Ni siquiera la misión en el mundo, que Dios le asigna, es meta última de la Iglesia. La relación con Dios no se agota en el amor del prójimo ni se termina con la fidelidad a un encargo. Más allá quedan todavía la celebración de su bondad y el gozo de su presencia, que florecerán en la vida eterna. Dios es descanso y alegría.
El camino del hombre a través de sus miserias, camino doloroso y sangriento, famélico y llagado, lo llevaba a tomar fácil conciencia de su pobreza y de la necesidad de Dios para salir de ella.

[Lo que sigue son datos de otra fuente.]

PR #5584, opened 2020-01-30
[Fix] !cs-resolve-detection not returning results

DeanArbel:
## Status
- [ ] In Progress
- [x] Ready

## Related Issues
fixes: https://github.com/demisto/etc/issues/18497

## Description
Changed `cs-resolve-detection` to return the same result as cs-detection-details command (previously didn't return any result), and added status to Human Readable.

## Screenshots
image

   - [x] No

## Must have
- [x] Tests


kirbles19:
@DeanArbel Done.

Integrations/integration-CrowdStrikeHost.yml
```diff
@@ -823,7 +937,7 @@ script:
     - name: first_behavior
       description: 'First Behavior of the detection. Example: 2017-01-31T22:36:11Z'
     outputs:
-    - contextPath: CrowdStrikeHost.Detections.detectionID
+    - contextPath: CrowdStrikeHost.Detections.detection_id
```
yuvalbenshalom: @DeanArbel Was this a mistake in the outputs?

DeanArbel: Yeah

DeanArbel:
This PR is done, however the build fails due to the following errors:
- **Output was wrong. I changed the yaml to reflect real output** Integrations/integration-CrowdStrikeHost.yml: Possible backwards compatibility break, You've changed the context in the file,please undo. the command is:
cs-detection-search
- **Unrelated test** The playbook Endpoint Enrichment - Generic v2 - Test does not appear in the conf.json file, which means no test with it will run.please update the conf.json file accordingly

PR #5588, opened 2020-01-30
[Fix] ParseEmailFiles Content-Type validation bug

DeanArbel:
## Status
- [ ] In Progress
- [x] Ready

## Related Issues
fixes: https://github.com/demisto/etc/issues/21548

## Description
Added new argument `ignore_content_type` that will ignore the contet-type of the email, and will default on text content type. This will enable the user to run the command while ignoring `Content-Type` check in case his eml is missing a `Content-Type` (this should not normally happen, but a user encountered such a case).

   - [x] No

## Must have
- [x] Tests


kirbles19:
@DeanArbel Done.

DeanArbel:
Removed docs-approved since I'm changing the implementation, and will need to rewrite the release notes.

kirbles19:
@DeanArbel Done.

PR #5607, opened 2020-02-02
Added Domain Command to Whois

amshamah419:
## Status
- [ ] In Progress
- [x] Ready

## Related Issues
fixes: demisto/etc#21494

## Description
Added `domain` command and validated existing outputs

## Must have
- [ ] Tests
- [ ] Documentation


Integrations/Whois/Whois.py
```diff
@@ -8245,8 +8245,10 @@ def get_whois(domain, normalized=None):
 
 
 def whois_command():
-
-    domain = demisto.args().get('query')
+    if demisto.args().get('query'):
+        domain = demisto.args().get('query')
+    else:
+        domain = demisto.args().get('domain')
```
yuvalbenshalom: please move the context and hr to a create context and hr function, than create a `whois_command()` and a `domain_command()` and they will use the context and hr functions.
so you will not differentiate by checking the args.

Integrations/Whois/Whois.yml
```diff
@@ -28,6 +28,210 @@ script:
...
+      type: string
+    - contextPath: DBotScore.Type
+      description: The indicator type.
+      type: string
+    - contextPath: DBotScore.Vendor
+      description: The vendor used to calculate the score.
+      type: string
+    - contextPath: Domain.Name
+      description: The domain name.
+      type: string
```
amshamah419: @kirbles19 Can you please check here? It is copypasta from the other command since they are identical but just wanted your input.

kirbles19:
@amshamah419 Updated changelog, YML looks great, no changes.

PR #5617, opened 2020-02-03
release fix to ignore content version mismatch for release branches

avidan-H:
## Status
- Ready

## Description
Fixes issue where during the build the expected content version on the Demisto instances during the `Setup Instances` step is for the new release number but because the installation of new content does not occur until the `Run Tests` steps, the version of content actually found on the instances does not match.

## Minimum version of Demisto
- Any

   - No

## Must have
- [ ] Tests
- [ ] Documentation

### DIFF
--- a/Tests/scripts/wait_until_server_ready.py
+++ b/Tests/scripts/wait_until_server_ready.py
@@ -4,6 +4,7 @@ import json
 import ast
 import argparse
 import time
+import re
 from time import sleep
 import datetime
 import requests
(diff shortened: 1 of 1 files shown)


Tests/scripts/wait_until_server_ready.py
```diff
@@ -89,7 +99,6 @@ def is_correct_content_installed(ips, content_version, api_key):
                 err_msg += "Server response: {}".format(resp_json)
             print_error(err_msg)
             return False
-    print_color("Content was installed successfully on all of the instances! :)", LOG_COLORS.GREEN)
```
yaakovi: keep the print incase of success

avidan-H: We already print success for each instance. It is stam here. Plus in the case of release branch it's not even true - it's just misleading.

avidan-H:
> before merging to master, make sure this fixes the release build.
> from this branch, checkout to a new branch and change the content version in `config.yml`

I created a new branch from master and checked out the `wait_until_server_ready.py` from the `fix-release` branch (this branch) and created a PR to merge to master from there.

PR #5619, opened 2020-02-03
Added content installation to instance test too

ShahafBenYakir:
## Status
- [x] Ready

## Description
Added content installation to instance test too.

### DIFF
--- a/Tests/instance_notifier.py
+++ b/Tests/instance_notifier.py
@@ -25,7 +25,7 @@ def options_handler():
 
 
 def install_new_content(client, server):
-     prints_manager = ParallelPrintsManager(1)
+    prints_manager = ParallelPrintsManager(1)
     update_content_on_demisto_instance(client, server, prints_manager, 0)
     prints_manager.execute_thread_prints(0)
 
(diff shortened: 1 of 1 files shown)


Tests/instance_notifier.py
```diff
@@ -43,6 +48,7 @@ def test_instances(secret_conf_path, server, username, password):
 
     for integration in integrations:
         c = demisto_client.configure(base_url=server, username=username, password=password, verify_ssl=False)
+        install_new_content(c, server)
```
yaakovi: why is that inside the loop?

Tests/instance_notifier.py
```diff
@@ -24,6 +24,11 @@ def options_handler():
     return options
 
 
+def install_new_content(client, server):
+    prints_manager = ParallelPrintsManager(0)
+    update_content_on_demisto_instance(client, server, prints_manager, 0)
```
yaakovi: print the collected messages after calling the function:
`prints_manager.execute_thread_prints(0)`

Tests/instance_notifier.py
ShahafBenYakir: True

ShahafBenYakir: True

Tests/instance_notifier.py
ShahafBenYakir: True

Tests/instance_notifier.py
```diff
@@ -27,6 +27,7 @@ def options_handler():
 def install_new_content(client, server):
     prints_manager = ParallelPrintsManager(0)
```
yaakovi: missed that the first time
```suggestion
    prints_manager = ParallelPrintsManager(1)
```

yaakovi:
forced pushed, failed on flashpoint test (unrelated to changes in the PR)

PR #5625, opened 2020-02-04
SumoLogic: do not exit early when fetching records

mwek:
## Status
- [ ] In Progress
- [X] Ready

## Related Issues
N/A

## Description
This would cause incorrect results to be returned by the Sumo integration, based only on the subset of messages being scanned.

## Minimum version of Demisto
- [ ] 4.5.0
- [ ] 5.0.0
- [ ] 5.5.0

   - [ ] Yes
   - [X] No

## Must have
- [X] Tests
- [X] Documentation

### DIFF
--- a/Integrations/integration-SumoLogic.yml
+++ b/Integrations/integration-SumoLogic.yml
@@ -260,9 +260,10 @@ script:
                 query = beforeHttp + url + afterWhitespace
             }
             var headers = 'headers' in args ? argToList(args.headers) : undefined;
+            var waitForSearchComplete = args.waitForSearchComplete == 'true';
             var s = search(query, args.from, args.to, a2i(args.limit, defaultLimit), a2i(args.offset, 0), args.timezone,
                 a2i(args.maxTimeToWaitForResults, defaultSearchTimeout) * 60, args.byReceiptTime, a2i(params.sleepBetweenChecks, defaultSleep),
-                args.waitForSearchComplete);
+                waitForSearchComplete);
             var md = '';
             var ec = {};
             if (s.messages && s.messages.length > 0) {
--- a/Integrations/integration-SumoLogic.yml
+++ b/Integrations/integration-SumoLogic.yml
@@ -133,7 +133,7 @@ script:
         return {body: result.Body, obj: obj, statusCode: result.StatusCode, cookies: result.Cookies};
     };
 
-    var search = function(query, from, to, limit, offset, timezone, maxTimeToWaitForResults, byReceiptTime, sleep, fetchRecords) {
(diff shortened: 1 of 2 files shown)


Integrations/integration-SumoLogic.yml
```diff
@@ -261,7 +261,8 @@ script:
             }
             var headers = 'headers' in args ? argToList(args.headers) : undefined;
             var s = search(query, args.from, args.to, a2i(args.limit, defaultLimit), a2i(args.offset, 0), args.timezone,
-                a2i(args.maxTimeToWaitForResults, defaultSearchTimeout) * 60, args.byReceiptTime, a2i(params.sleepBetweenChecks, defaultSleep));
+                a2i(args.maxTimeToWaitForResults, defaultSearchTimeout) * 60, args.byReceiptTime, a2i(params.sleepBetweenChecks, defaultSleep),
+                params.fetchRecords);
```
anara123: I think in this case we better add new argument to `search` command, `waitForSearchComplete` with default value false, so user will have the flexibility on a command level decide if he wants to wait or not.
params.fetchRecords usually we refer to `fetch-incidents`

mwek: I’m happy to implement this, but I think this lays a trap for unsuspecting users. The reason we have discovered the flaw was that our indicator enhancement did not return any values, while the Sumo search ran manually returned it correctly.
The “terminate shortly” logic is flawed when you want to have accurate aggregate results: the API response returns the aggregations correctly, but over incomplete data. So whoever sets `fetchAggregations` without `waitForSearchComplete=true` ends up receiving incomplete results

Integrations/integration-SumoLogic.yml
```diff
@@ -215,7 +215,7 @@ script:
             }
 
             var s = search(params.fetchQuery, lastRun.time, now, a2i(params.limit, defaultLimit), 0, params.timeZone, a2i(params.maxTimeout, 180), false,
-                a2i(params.sleepBetweenChecks, defaultSleep));
+                a2i(params.sleepBetweenChecks, defaultSleep), params.fetchRecords);
```
ronykoz: why do we need the addition of params.fetchRecords here?
Shouldn't we want this to be `true` for both records and messages?

ronykoz:
@kirbles19 could you go over the new argument and the changelog please?

Integrations/integration-SumoLogic.yml
mwek: No, when fetching messages, we are still only returning the first (params.limit / defaultLimit) entries. In this case, we can return early from the search.
For aggregate records, we want to iterate over all messages, as otherwise the aggregations will be computed over a partial data set only.

kirbles19:
@ronykoz Done.

PR #5662, opened 2020-02-06
[Fix] ReadPDFFileV2 doesn't extract indicators correctly

DeanArbel:
## Status
- [ ] In Progress
- [x] Ready

## Related Issues
fixes: https://github.com/demisto/etc/issues/21826

## Description
- Fixed a bug where emails would be labeled as urls.
- Added Email standard context.

   - [x] No

## Must have
- [x] Tests


amshamah419:
@yuvalbenshalom nice.

PR #5685, opened 2020-02-09
AWS Feed fix

guyfreund:
## Status
- [ ] In Progress
- [x] Ready

## Description
Fixed the mapping to be cli name and not name

## Minimum version of Demisto
- [ ] 4.5.0
- [ ] 5.0.0
- [x] 5.5.0

   - [ ] No

## Must have
- [ ] Tests
- [ ] Documentation 
- [ ] Code Review


liorblob:
I wasn't aware of the cliname thing, maybe we should check that the region is mapped correctly in the UI.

Respondía a su situación con la mendicidad religiosa. Mientras el hombre vive encorvado, practica la religión; muchos ritos esconden el deseo de tener contenta a la divinidad para que sea favorable en el momento aciago. Y Dios es tan humilde que se deja utilizar, pero es un estadio pedagógico, no final. Su voluntad es que el hombre salga de la mentalidad religiosa, para que, adulto e independiente, viva de fe y amor. Busca ser amado por sí mismo, no por sus dones.
Cuando Dios acepta la relación imperfecta e interesada, lo hace también por amor. Porque amar significa estar dispuesto a hacer lo que conviene al otro en el momento preciso y a dejar de hacerlo cuando se muestra innecesario. Esa es la actitud de Dios con el hombre; responde a su nivel, según su comprensión y necesidad; es la única conducta posible para un amor verdadero.
También Cristo atendió a los que le pedían salud; los curaba por compasión y como signo del reino que se acercaba. Pero llega un momento, en Getsemaní, cuando es Cristo quien pide ayuda a los suyos; desamparado, triste, indefenso, necesitaba compañía. Cristo pidió a Dios una solución a la tragedia, pero el Padre dulcemente rehusó. Si aquella escena tiene algún sentido es que Dios no resuelve los problemas humanos; desea que el hombre asuma su responsabilidad; y Cristo invita a sus discípulos a sufrir con él a manos del mundo impío. Así es el cristiano en la vida: se adentra en su dolor y alegría, en sus éxitos y fracasos, sin pedir soluciones; pero, como Cristo en Getsemaní, poniéndose en manos de Dios, que es su Padre.
Dios pasa su vigor al hombre, para que él encuentre sus soluciones; por tanto, hay que celebrar la humanidad del hombre y la divinidad de Dios. Hay que gozar de que el hombre viva íntegro, responsable y feliz ante su Padre que lo quiere y lo anima. Cuando el hombre toma en sus manos una empresa para el bien de la humanidad, allí está la gracia alentadora de Dios, y el Padre sonríe viendo las proezas del hijo. La humildad de Dios consiste en retirarse, en eclipsar su poder. Cristo vino a liberar; cuanto más libre y poderoso sea el hombre, más éxito tiene la misión de Cristo. Y Dios no es envidioso; al contrario, se precia de su obra.